Dentsply Sirona reported third‑quarter 2025 results on November 6, 2025, with net sales of $904 million, a 5.0 % decline from the same period in 2024. Foreign‑currency movements added roughly $28 million to sales, partially offsetting the decline. A $263 million impairment charge related to goodwill and intangible assets in the Orthodontic and Implant Solutions and Connected Technology Solutions segments pushed the company into a net loss of $427 million, or $2.14 per share.
Despite the sales decline, the company beat the consensus revenue estimate of $901.59 million by $2.41 million, a 0.27 % upside. The beat was driven by strong performance in the Wellspect Healthcare segment, which grew 9.3 % in constant currency, and by modest gains in Connected Technology Solutions. In contrast, the Orthodontic and Implant Solutions segment saw a 17.1 % drop in constant currency, reflecting weaker demand for implants and orthodontic products in the U.S. market.
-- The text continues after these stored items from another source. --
PR #1085, opened 2023-04-10
[BUGFIX] Respect `series_name_format` in legend and tooltip when metric labels are empty

sjcobb:
Fixes a regression from my PR #1045, in that PR I fixed an issue with the series name showing as `{}` when a metric's labels were empty, but I caused an issue when `series_name_format` is set, where it was no longer respected when labels are empty (still worked normally in all other cases). I've added additional unit tests to catch this.

## Broken test case before bugfix:
series_name_format_broken_test_case

## After Fix
image

# Checklist

## UI Changes

### DIFF
--- a/ui/prometheus-plugin/src/utils/utils.test.ts
+++ b/ui/prometheus-plugin/src/utils/utils.test.ts
@@ -160,8 +160,16 @@ describe('getFormattedPrometheusSeriesName', () => {
   it('should resolve empty metric to instead show query', () => {
     const query = 'node_load15{instance=~"(demo.do.prometheus.io:9100)"';
     const metric = {};
-    const output = { name: query, formattedName: 'node_load15{instance=~"(demo.do.prometheus.io:9100)"' };
+    const output = { name: query, formattedName: query };
     expect(getFormattedPrometheusSeriesName(query, metric)).toEqual(output);
+  });
+
+  it('should resolve empty metric with formatted series name', () => {
+    const query = 'up';
+    const metric = {};
+    const series_name_format = 'Custom series name';
+    const output = { name: query, formattedName: 'Custom series name' };
+    expect(getFormattedPrometheusSeriesName(query, metric, series_name_format)).toEqual(output);
   });
 
   it('should show correct formatted series name', () => {
@@ -178,5 +186,20 @@ describe('getFormattedPrometheusSeriesName', () => {
       name: 'node_memory_Buffers_bytes{env="demo",instance="demo.do.prometheus.io:9100",job="node"}',
     };
     expect(getFormattedPrometheusSeriesName(query, metric, series_name_format)).toEqual(output);
+  });
+
+  it('should show correct raw series name', () => {
+    const query = 'node_load15{instance=~"(demo.do.prometheus.io:9100)"';
+    const metric = {
+      __name__: 'node_memory_Buffers_bytes',
+      env: 'demo',
+      instance: 'demo.do.prometheus.io:9100',
+      job: 'node',
+    };
+    const output = {
+      name: 'node_memory_Buffers_bytes{env="demo",instance="demo.do.prometheus.io:9100",job="node"}',
+      formattedName: 'node_memory_Buffers_bytes{env="demo",instance="demo.do.prometheus.io:9100",job="node"}',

Adjusted earnings per diluted share fell to $0.37, missing the consensus estimate of $0.45 by $0.08, or 17.8 %. The miss was largely attributable to the one‑time impairment charge and ongoing restructuring costs, which eroded operating income. Lower volumes in key product categories and continued pressure on the U.S. business further compressed margins, leaving the company unable to offset the impairment impact.
Management revised its full‑year outlook, projecting net sales of $3.6 billion to $3.7 billion and adjusted EPS of $1.60. The guidance reflects the Return‑to‑Growth action plan, which focuses on cost discipline, digital platform expansion, and strategic investments in high‑growth areas. The revised outlook also incorporates the expected impact of tariffs and foreign‑currency fluctuations, signaling a cautious but steady view of the company’s near‑term performance.
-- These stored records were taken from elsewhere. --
PR #3659, opened 2025-12-04
[BREAKINGCHANGE] remove shared packages

jgbernalp:
# Description

This PR 

- Removes the packages that can be added to the new shared repo.
- Adds a new command to start the Perses UI app `npm run start:shared` using the link with the shared libraries.
- Fixes the package.lock file to remove local workspaces.
- Adds ignore files used by the script that links dependencies, present in the shared repo.

The counterpart PR on the shared repo is: https://github.com/perses/shared/pull/4

# Checklist

## UI Changes

No UI changes, as only dependencies where moved.


package.json
```diff
@@ -0,0 +1,5 @@
+{
+  "dependencies": {
+    "@perses-dev/components": "file:../shared/components"
```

CEO Daniel T. Scavilla emphasized the need for “bold change” and “moving faster and acting bolder to reshape the customer experience.” He highlighted the Return‑to‑Growth plan as a comprehensive strategy to improve performance over the next 24 months. The company also announced leadership changes, including the departure of CFO Matt Garth and the appointment of Aldo Denti as Chief Commercial Officer, underscoring its commitment to transformation.
Investors reacted negatively to the earnings release, citing the EPS miss, lower guidance, and the substantial impairment charge as key concerns. The company’s ongoing challenges in the U.S. market and the need for tangible evidence of improvement in future quarters were also highlighted as headwinds.